Diş tedavisinde zirkonyum uygulamanın porselene oranla daha doğal göründüğünü belirten Dt. Sevi, uygulamanın yapılış sürecini şu şekilde anlattı; 

  “Zirkonyum gerektiği takdirde diş tedavisinde kullanılan, metal özellik gösteren bir elementtir. Önceleri porselen kaplama kullanılarak diş tedavisi yapılırken son yıllarda zirkonyum diş kaplamasının kullanımı artmaya başlamıştır. Bu tedavi gerektiği takdirde her yaşta yapılabilir. Ancak 18-20 yaşına kadar gelişim döneminde olunması ve çenenin büyümesi neticesinde aralanmalar gözlemleneceği için önerilmez. Zirkonyum tedavisi diş bozuklukları, kayıpları vb. durumlar sonucu gerekli görülebilir. Porselene göre daha doğal bir diş görünüm verdiği için daha çok tercih edilir. Bu işlemde öncelikle diş, metal destekli kaplamada olduğu gibi küçültülür. Diş eti sağlıklı duruma geldiğinde, özel ölçülerle ve ağza uygun kaşıklarla hassas bir şekilde ölçü alınır. Laboratuvar ortamında, dişe en uygun renkte zirkonyum alt yapısı ve üzerine de porselen üst yapısı işlenerek klinik ortamda dişe uyumu sağlanır ve hasta onayı sonrasında ağıza yerleştirilir.
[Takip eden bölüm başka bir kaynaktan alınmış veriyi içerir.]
PR #5914, opened 2023-10-24
Do not merge geps when an addrspacecast changes the underlying type.

dmpots:
We do not handle an addrspacecast that changes the shape of the underlying type when merging geps (e.g. array to non-array). Instead of trying to handle some cases we just avoid trying to merge geps in all cases where the underlying type changes shape. This causes the multi-dim-one-dim pass to crash because it expects the geps to be merged. I do not think we can hit this case from hlsl, but it may be possible.

### DIFF
--- a/lib/DXIL/DxilUtilDbgInfoAndMisc.cpp
+++ b/lib/DXIL/DxilUtilDbgInfoAndMisc.cpp
@@ -144,6 +144,17 @@ static Value *TryMegeWithNestedGEP(GEPOperator *GEP) {
       prevGEP = dyn_cast<GEPOperator>(AsCast->getPointerOperand());
   }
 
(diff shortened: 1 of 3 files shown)


lib/DXIL/DxilUtilDbgInfoAndMisc.cpp
```diff
@@ -144,6 +144,17 @@ static Value *TryMegeWithNestedGEP(GEPOperator *GEP) {
       prevGEP = dyn_cast<GEPOperator>(AsCast->getPointerOperand());
   }
 
+  // If the addrspace cast changes the underlying type of the pointed to
```
bob80905, line 147: Nit: Would you mind changing the name of this function to TryMergeWithNestedGep ?

damyanp:

damyanp:

PR #5917, opened 2023-10-24
Reformat hct python scripts with black

tex3d:
A few syntax errors fixed along the way:
- hcttracei.py: `print` -> `print()`, `<>` -> `!=`
- hcttest-system-values.py: `os.path.join()` close paren before arguments


llvm-beanz (approved):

 İlk defa bu işlemle karşılaşan hastalarımızın zirkonyumla ilgili daha merak ettiği pek çok soru bulunmakta, bu yazımızda sizler için onlara ışık tutmaya çalışacağız. Öncelikle belirtmeliyiz ki diş kaplamaları metal destekli ve metal desteksiz olarak ana iki grupta incelenir. Metal desteksiz grupta olan ve porselen diş kaplaması yerine kullanılmaya başlanan zirkonyumun tercih edilmesinin en büyük sebeplerinin başında dişlere verdiği doğal görünüm gelir. Bu kaplama porselen kaplamanın aksine koyu renkte değildir ve diş etinin çevresinden siyah bir yansımaya neden olmaz. Bunun yanında zirkonyum porselene oranla diş etleri ile daha çok uyum gösterir. Aynı zamanda zirkonyumlu diş tedavisinin uygulamasının pratik olması da tercih edilmesinin nedenleri arasında yer almaktadır. Bu tedaviye başvuran hastalarımızın kafasını kurcalayan diğer bir soru da yaptırdıkları işlemin ne kadar kalıcı olacağıdır. Normalde her kuron-köprü restorasyonunun ortalama ömrü 5-7 yıldır. Ancak dişeti çekilmesi gibi herhangi bir doku değişikliği olmazsa ve hastanın ağız hijyeni iyi ise, zirkonyumlarda herhangi bir hasar meydana gelmediyse, daha uzun yıllar da kullanılabilir.  Bu tedavinin tek başına, herhangi bir sebep olmaksızın başarısız olması enderdir, ancak bazı travmalar sonucu istisnai durumlar meydana gelip tacın kırılması da olasıdır. Kronlar, herhangi bir şekilde çürümezler fakat yeterli ağız ve diş bakımı sağlanmazsa kaplamanın altında bulunan diş çürüyebilir. Acısız bir işlem olsa da bitişinde kısa bir süre devam edecek ağrılara sebep olabilir. Genelde iki veya üç seans süren bu işlemdir.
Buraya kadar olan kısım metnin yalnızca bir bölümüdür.